Does this mean I’m going to stop playing Wordle, in protest? Of course not.
Another Feather in Your Lap
Speaking of word games, we haven’t checked in on Wheel of Fortune in a few weeks and … oh my God.
It’s like a Dr. Seuss rhyme:
I did not place it in a hat.
I did not place it in my lap.
I did not place it on a map.
I did not place it, Pat … oh, crap.
Quote of the Week
“There are many tales of drug dealers who have turned innocent people into drug addicts. I may be the first drug addict to turn an innocent man into a drug dealer.”
—John Mulaney, in a very funny opening monologue on Saturday Night Live
Headline of the Week
RIP Alan Ladd Jr., Joni James, David Boggs, Shirley Hughes, Ned Eisenberg, John Landy, Farrah Forke, and Veronica Carlson
Alan Ladd Jr. was the son of actor Alan Ladd and an influential studio executive who played a major part in the successes of such movies as Star Wars, Young Frankenstein, The Rocky Horror Picture Show, Blade Runner, Thelma & Louise, Alien, The Omen, Braveheart, and many others. He died Wednesday at the age of 84.
Joni James had several hit songs in the 1950s, including “Why Don’t You Believe Me?,” “Your Cheatin’ Heart,” “Have You Heard?,” and “How Important Can It Be?” She died Sunday at the age of 91.
Uploaded to YouTube by Joni James – Topic.
David Boggs, along with Bob Metcalfe, was the co-inventor of Ethernet. He died last month at the age of 71.
Shirley Hughes wrote and illustrated over 70 children’s books. She died last week at the age of 94.
Ned Eisenberg played attorney Roger Kressler on Law & Order: Special Victims Unit, and also appeared on The Marvelous Mrs.

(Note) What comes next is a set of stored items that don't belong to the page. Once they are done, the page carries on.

PR #105, opened 2021-01-22
#176533718 update Joi schema validation

tobieeniafe:
#### What does this PR do?
Update Joi schema validation

Update Joi schema validation

#176533718


andela-hpopoola (changes requested):
Thank you for working on this. I believe we can do a better job with our schema definition. Here are major things we can do to improve:

1. Let's have a `helper.schema.js` file and define all of our schema definitions inside (like requiredString, optionalString, email, password, phone, address e.t.c. This can easily be imported into where they would be used.  The best part is that it provides a single source of truth for schema definition which would make it easier for us to reuse and update predefined schemas.

2. The definition of optionalString is confusing as we have 2 types of optional fields in the code
   a. **Schema Optional Fields** - These are optional fields in the db schema itself. They are fields that doesn't have `required: true`, example of this in the userSchema are phone2, profileImage e.t.c
   b. **Optional Update Fields** - These are fields that are required in the db schema but are made optional in Joi schema because we are updating. One of reasons why we have to do this is to ensure that we can update part of the database without supplying all the existing values. 
   
For this update, lets define a `notRequired` function that shows that an joi property is optional and accepts  empty string and null. This will be used for `Schema Optional Fields` defined in `a` above. 

We should update the optionalString function and ensure it doesn't accept empty or null field as it will be used for `Optional Update Fields`. Failing tests should be fixed to ensure we are making the right changes.

3. Schemas that are not reusable can be defined in the schema file they are used. For example, the preference joi schema is specific to the user schema, so there is no need to define it in helper.schema.js file, that can be done in user.schema.js.

I hope this clarifies everything on the schema update. Please let me know if you have any questions about this or anything else. Thank you.

server/schemas/user.schema.js
```diff
@@ -1,21 +1,27 @@
...
+  optionalPhoneNumber,
+  optionalString,
+  optionalBoolean,
+  optionalNumber,
+  optionalAddress,
+  notRequiredPhoneNumber,
+} from './helper.schema';
+
+const email = requiredEmail('Email Address');
 const password = Joi.string().label('Password').min(6).required().strict();
```
andela-hpopoola, line 17: Lets define this and confirmPassword in helper.schema with the current naming convention:

```js
requiredPassword
requiredConfirmPassword
```

server/schemas/user.schema.js
```diff
@@ -67,7 +73,7 @@ export const registerSchema = Joi.object({
   lastName: requiredString('Last Name'),
   vendor: vendorCompanyName,
   email,
-  phone,
+  phone: notRequiredPhoneNumber('Phone'),
```
andela-hpopoola, line 76: For registration, I believe the phone number is required 🤷🏽‍♂️

server/schemas/visitation.schema.js
```diff
@@ -1,20 +1,18 @@
...
-  visitDate: Joi.date()
-    .greater(getTodaysDateStandard())
-    .label('Visit Date')
-    .required()
-    .messages({
-      'date.greater': `"Visit Date" should a date later than ${getTodaysDateInWords()}`,
-    }),
+  propertyId: requiredObjectId('Property id'),
+  visitorName: requiredString('Name'),
+  visitorEmail: optionalEmail('Email address'),
```
andela-hpopoola, line 13: This should be `nonRequiredEmail`

andela-hpopoola (changes requested):
Thank you for working on this. Our Joi schema now looks beautiful 😺 

I left a couple of comments on ensuring that the validations are testing for the right thing. Please let me know if I made a wrong assumption anywhere. Thank you.

server/schemas/user.schema.js
tobieeniafe: I thought about this too. But following your advice, since `password` is only used in the `user.schema.js` file, there was no need to define it outside the file.

andela-hpopoola: Actually, the password would always be reused -- when we create an endpoint to 'change password', we would need to confirm that the new password is secured too 😏. However, if you think otherwise or you feel we should create a function at the time it is needed, then it is better to make it an inline definition. 

The bone of contention here is to ensure that the function definition follows the pattern you have created which makes a Joi function either be `requiredFunctionName`, `optionalFunctionName` or `nonRequiredFunctionName`. Following this pattern makes life for everyone including yourself in the future. 

I saw some other definitions that didn't follow this pattern though like `step`, `director`, I left them since I feel they would be hardly reused and can be modified later. `Password` and `confirmPassword` would sure be reused, that is why I am more concerned about them.

server/models/user.model.js
```diff
@@ -127,7 +127,10 @@ const UserSchema = new mongoose.Schema(
       required: true,
       select: false,
     },
-    phone: String,
+    phone: {
+      type: String,
+      required: true,
```
andela-hpopoola, line 132: Not sure if making the phone number is a good idea. We might need to discuss with others to make important changes like this. Please lets return it back to optional.

andela-hpopoola (approved):
Just one more comment before merging 🙏🏽 . Please let's return the phone number back to optional for the user schema. 

Feel free to merge when you have fixed this. Thank you and Nice work.

server/models/user.model.js
tobieeniafe: but you said [this](https://github.com/Highrachy/ballers-api/pull/105#discussion_r563030067) earlier. so should phone number be `required` or `notRequired`?

PR #244410, opened 2026-01-19
[IMP] l10n_cn: change fapiao field size to 20

dijo-odoo:
with this commit:-
 - We're changing the char size to 20 from 8.
 - We remove the constraint that prevents us from saving the record if the size is not 8.

task-5501485


dijo-odoo:
As the task is cancelled, we're closing this PR. 
cc @hamo-odoo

Maisel, Mare of Easttown, The Fanelli Boys, Miami Vice, 30 Rock, and dozens of other TV shows and movies. He died Sunday at the age of 65.
John Landy battled Roger Bannister in the “Mile of the Century” race at the 1954 British Empire Games. Both runners finished the mile in under four minutes, with Bannister beating Landy by a second. He died last week at the age of 91.

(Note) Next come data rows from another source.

PR #244412, opened 2026-01-19
[FIX] pos_loyalty: ensure loyalty is loaded in trusted pos

aksi-odoo:
Step to reproduce:
- Create a loyalty program for a specific product as for 1 $ spent gets 1 point
- Have a trusted pos for our main shop (both pos should have each other as trusted)
- Create an order from the main pos , select a partner (notice we  get LPs)
- save the order
- Open the order in the trusted pos
- we do not see the loyalty points

Cause:
- currently, when loading a order in trusted pos, there is no trigger to update rewards for selected order

Fix:
- the ticket screen in loyalty has been patched to update rewards after loading a order

opw-5412744

---

### DIFF
--- a/addons/pos_loyalty/static/tests/tours/pos_loyalty_tour.js
+++ b/addons/pos_loyalty/static/tests/tours/pos_loyalty_tour.js
@@ -691,3 +691,28 @@ registry.category("web_tour.tours").add("test_race_conditions_update_program", {
             },
         ].flat(),
 });
+
+registry.category("web_tour.tours").add("test_loyalty_in_trusted_pos_make_order", {
+    steps: () =>
+        [
+            Chrome.startPoS(),
+            Dialog.confirm("Open Register"),
+            ProductScreen.clickPartnerButton(),
+            ProductScreen.clickCustomer("AAAA"),
+            ProductScreen.addOrderline("Whiteboard Pen", "1", "100"),
+            PosLoyalty.pointsAwardedAre("100"),
+            ProductScreen.saveOrder(),
+        ].flat(),
+});
+
+registry.category("web_tour.tours").add("test_loyalty_in_trusted_pos", {
+    steps: () =>
+        [
+            Chrome.startPoS(),
+            Dialog.confirm("Open Register"),
+            Chrome.clickMenuOption("Orders"),
+            TicketScreen.selectOrder("-0001"),
+            TicketScreen.loadSelectedOrder(),
+            PosLoyalty.pointsAwardedAre("100"),
+        ].flat(),
+});
--- a/addons/pos_loyalty/static/src/overrides/components/ticket_screen/ticket_screen.js
+++ b/addons/pos_loyalty/static/src/overrides/components/ticket_screen/ticket_screen.js
@@ -51,4 +51,10 @@ patch(TicketScreen.prototype, {
         }
         return false;
     },
+    async _setOrder() {
+        await super._setOrder(...arguments);
+        if (this.pos.isOpenOrderShareable()) {
+            this.pos.updateRewards();
+        }
+    },
 });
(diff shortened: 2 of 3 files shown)


alsh-odoo (changes requested):
Thanks for the fix!

I noticed that when opening the order from the trusted device, the loyalty points are getting doubled. Could you please check this issue?

Here's the reference video (after applying your fix): https://drive.google.com/file/d/1a78-k-O_6t49RwkH1LGhQ2a5U9G8KkbV/view?usp=drive_link

alsh-odoo (approved):

addons/pos_loyalty/static/tests/tours/pos_loyalty_tour.js
```diff
@@ -674,3 +674,32 @@ registry.category("web_tour.tours").add("test_race_conditions_update_program", {
...
+            PosLoyalty.pointsAwardedAre("100"),
+            {
+                content: `save order`,
+                trigger: `.pads .fa-upload`,
+                run: "click",
+            },
+        ].flat(),
+});
+
+registry.category("web_tour.tours").add("test_loyalty_in_trusted_pos", {
```
sbel-odoo, line 708:
```suggestion
registry.category("web_tour.tours").add("test_loyalty_in_trusted_pos_load_order", {
```

addons/pos_loyalty/static/tests/tours/pos_loyalty_tour.js
```diff
@@ -674,3 +674,32 @@ registry.category("web_tour.tours").add("test_race_conditions_update_program", {
             },
         ].flat(),
 });
+
+registry.category("web_tour.tours").add("test_loyalty_in_main_pos", {
```
sbel-odoo:
```suggestion
registry.category("web_tour.tours").add("test_loyalty_in_trusted_pos_make_order", {
```

sbel-odoo (changes requested):
Hello [@aksi-odoo](https://github.com/aksi-odoo) thanks four your investigation,

Have you asked the R&D if this is something they want to fix? I have in mind that loyalty point features are not supported across different shops (/devices also). Make sure they want you to fix this.

If they want to fix this issue then I'd like you to check the issue mentioned by [@alsh-odoo](https://github.com/alsh-odoo) because I consider this part of the flow you are trying to fix. They were not shown or computed prior, now they are computed but not shown correctly, the fix is "partial" to me.

In the mean time, I've left very small nitpicking for search purposes.

sbel-odoo:
> As i said, the issue was already there, just not shown, this is already reported in opw-[5609964](https://www.odoo.com/web#id=5609964&view_type=form&model=project.task) while the fix is still in progress, #245400 i have mentioned the description and cause. **TL;DR** when ever `sync_from_ui` is called, we are calculating and reassigning the LPs, again ( IIRC, but final assignment is correct but on screeen it shows wrong value). Just trigger "sync_from_ui" to reproduce the issue, one way is to save a order.

Next time don't hesitate to share the other ticket/PR if you have one it would have made a difference :slightly_smiling_face:  Indeed I see that the problem was there without your fix. All I did was on a runbot without your fix, load the order on the second pos and trigger again the customer to notice it as well. 

I see the fix is not complicated on the other PR so if we fix this I would prefer to ensure the other fix is merged before this one if possible because it will highlight even more the other issue and I'd like to avoid having tickets created for something already ongoing.

addons/point_of_sale/static/tests/tours/utils/product_screen_util.js
```diff
@@ -729,3 +729,14 @@ export function addDiscount(discount) {
             .flatMap((key) => Numpad.click(key)),
     ].flat();
 }
+
+export function saveOrder() {
```
alsh-odoo, line 733: Looks like you forgotten to update the PR title 🙂

aksi-odoo: this function can be removed too if [this](https://github.com/odoo/odoo/pull/245400) is merged first , so not updating the title for now.

sbel-odoo (approved):
I'm ok with this PR. I'd prefer the other one to be merge before this one 👍

manv-afk (approved):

Farrah Forke played Alex on the NBC sitcom Wings and had roles on Lois & Clark, Dweebs, and Mr. Rhodes. (On a personal note, I played pool with her at the Hollywood Athletic Club many years ago.) She died last week at the age of 54.
Veronica Carlson starred in several Hammer horror films, including Dracula Has Risen from the Grave, Frankenstein Must Be Destroyed, and Horror of Frankenstein. She died last week at the age of 77.
This Week in History
Yellowstone Turns 150 (March 1, 1872)
Decades before it was a massively popular TV show, it was a national park. To celebrate its 150th birthday, the star of the former will narrate a series about the latter.

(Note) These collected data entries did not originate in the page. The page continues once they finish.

PR #244413, opened 2026-01-19
[FIX] website: remove header padding when visually separated from page

romo-odoo:
Before this PR, the left/right padding of the header would be removed when the header had no background color or when its background color matches the pages color. In these cases, the header boundaries were not visible and so we allowed the header to take more space.

However, the previous condition would not check if the page had a background image, or if the header had a shadow defined. The header would have visible boundaries and the element on the extremities would be stuck to the boundaries.

This commit updates the condition to include any possible option that would make the header boundaries visible.

task-5367502

### DIFF
--- a/addons/website/static/src/scss/website.scss
+++ b/addons/website/static/src/scss/website.scss
@@ -251,13 +251,28 @@ body {
                 max-width: 100% !important;
             }
 
-            // Vertical alignment when top-menu has visually "no background"
+            // Remove the left/right padding of the header navbar when the
+            // header has no visible separation from the body:
+            // - The header has no background color (transparent)
+            // - The header background color matches the body
+            // - The header has no shadow defined
             $-menu-color: o-color('menu-custom') or o-color('menu');
-            @if (not $-menu-color or $-menu-color == o-color('body')) {
-                > header {
-                    .navbar, .container {
-                        padding-left: 0;
-                        padding-right: 0;
+            $-header-template: o-website-value('header-template');
+            @if (
+                (not $-menu-color or ($-menu-color == o-color('body') and o-website-value('body-image') == null))
+                and (o-website-value('menu-box-shadow') == none)
+                and (index(("default", "hamburger", "stretch", "vertical", "search"), $-header-template) != null)
+            ) {
+                > header #o_main_nav {
+                    padding-left: 0;
+                    padding-right: 0;
+                    
+                    @if ($-header-template == "search") {
+                        & > div, 
+                        & > .o_header_hide_on_scroll > .container {
+                            padding-left: 0;
+                            padding-right: 0;
+                        }
                     }
                 }
             }


addons/website/static/src/scss/website.scss
bvr-odoo, line 1: - Commit message => "_Before this PR, the left/right padding of the header would be removed when the header had no background color or when its background color matches the pages color._" Also explain that is when **the header is not full** + add the steps to reproduce

addons/website/static/src/scss/website.scss
```diff
@@ -236,9 +236,18 @@ body {
                 max-width: 100% !important;
             }
 
-            // Vertical alignment when top-menu has visually "no background"
+            // Remove the left/right padding when the header has no visible
```
bvr-odoo:
```suggestion
            // Remove the left/right padding of the navbar header
```

bvr-odoo (changes requested):
- Since this is not a critical bug and it could introduce unwanted changes for some users, Lionel and I agreed to target version 19.0 for this fix instead.

- Another point: the padding removal is not only applied to the header but also to the mega menus. It probably made sense when this code was added, but it does not anymore. The default mega menu has a border, so without padding the text touches the border. In addition, with some mega menus (see the image below for example) it also looks quite bad.

You can therefore remove `.container` from the CSS selector.

Image

This `.container` class also causes an issue with some headers that use two colors. Example below.

Image


- Please check whether this rule makes sense for each header. Some headers already have their own padding defined, which overrides the rule, so we can probably exclude them since there is no point in applying a rule that has no effect.

addons/website/static/src/scss/website.scss
bvr-odoo, line 1: Adapt the PR description the same way you did for the commit message.

addons/website/static/src/scss/website.scss
```diff
@@ -251,15 +251,39 @@ body {
...
                     }
+
+                    // Header with 2 or more parts
+                    @if ((o-website-value('header-template') == 'search')
+                        or (o-website-value('header-template') == 'sales_one')
+                        or (o-website-value('header-template') == 'sales_two')
+                        or (o-website-value('header-template') == 'sales_three')
+                        or (o-website-value('header-template') == 'sales_four')
+                    ) {
+                        #o_main_nav > div, #o_main_nav > div > .container {
```
bvr-odoo:
```suggestion
                        #o_main_nav > div {
                            &, & > .container {
```

bvr-odoo: Can't we rely on the `o_header_hide_on_scroll` class (or other classes) here somewhere?
That would be more robust than targeting a `div`.

addons/website/static/src/scss/website.scss
```diff
@@ -251,15 +251,39 @@ body {
...
+            $-menu-box-shadow: o-website-value('menu-box-shadow');
+            @if (
+                (not $-menu-color or ($-menu-color == o-color('body') and o-website-value('body-image') == null))
+                and ($-menu-box-shadow == none)
+                and (o-website-value('header-template') != 'boxed')
+                and (o-website-value('header-template') != 'sidebar')
+            ) {
                 > header {
-                    .navbar, .container {
+                    .navbar, #o_main_nav {
```
bvr-odoo: I did not look into it in detail to decide whether the rule should be on `navbar`, `o_main_nav`, or both.
I tested it a bit and did not see any issue 👍🏼

addons/website/static/src/scss/website.scss
bvr-odoo: There is still something wrong with the "2 parts" headers look:

Image

With this kind of header using two colors, you cannot rely on only one of them to decide whether it needs padding or not. But if we also had to check the color of the other part of the header, it would become complicated, so I would leave it as is, unless you find a simple way to fix it 😉

bvr-odoo (changes requested):
🐈 Some remarks
Don't forget to store `(o-website-value('header-template')`

addons/website/static/src/scss/website.scss
romo-odoo: `#o_main_nav` seems to be enough when I tested it.
I let you double check (it would simplify the way the code is written)

bvr-odoo (approved):
ᯓ➤ LGTM

PR #244415, opened 2026-01-19
[FIX] website: restrict header border width to single value

romo-odoo:
Previously, the border width input for headers allowed multiple values. This was required for specific header templates (e.g. rounded box) that use a full border.

However, most headers only apply a border on the bottom. When the input had multiple values, the scss would break, resulting in full border. This change ensures that, for headers without the .o_full_border class, only the first value of the saved border width is used.

As a result, the input behaves like a single-value field (similar to font size inputs) for standard headers, while still supporting multiple values for templates that require a full border.

Steps to reproduce the issue:
- Go to Edit mode
- Click on the Header
- In the Border option, enter "1 2" and leave the input to validate
=> The input display "3" and the header has a full border.

task-5500516

### DIFF
--- a/addons/website/static/src/scss/website.scss
+++ b/addons/website/static/src/scss/website.scss
@@ -1142,15 +1142,20 @@ header {
     }
 
     nav.navbar {
-        @if o-website-value('menu-border-width') {
+        $-menu-border-width: o-website-value('menu-border-width');
+        @if $-menu-border-width {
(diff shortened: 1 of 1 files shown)


bvr-odoo (approved):
@romo-odoo LGTM, could you rebase on 17.0 + mark the PR as ready and then ping me
Thanks 👍🏼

Will Chamberlain Scores 100 Points (March 2, 1962)
The Philadelphia Warriors center was the first and still the only NBA player to score 100 points in a single game.
This Week in Saturday Evening Post History: Nabisco (March 2, 1912)
This ad is interesting because it shows many of the Nabisco products just a few days before Oreos made their debut.
And that 110th birthday is this Sunday. Here are some recipes that feature Milk’s Favorite Cookie (still one of my favorite slogans).
Here’s a recipe for Oreo Cupcakes, from Lilach German’s Cupcakes, Cupcakes & More Cupcakes. I Am Baker has a recipe for Oreo Fluff, while AllRecipes has this Oreo Milkshake. And from the official Oreo site we have Black Forest Mousse Dessert, White Chocolate Oreo Chunk Cookies, and Oreo Snowman Cookie Balls (hey, it’s still winter, warm thoughts or not).
And if you want something savory, use one of the Oreo spinoff cookies, the Golden Oreo, and make Roy Choi’s Oreo-Crusted Chicken Tenders. I never thought of using Oreos as a chicken coating before, but why not?
Next Week’s Holidays and Events
National Proofreading Day (March 8)
This is just won of the many daze I’m thankful two halve an editor.
Barbie Day (March 9)
The doll with the measurements that couldn’t exist in real life was introduced on this day in 1959.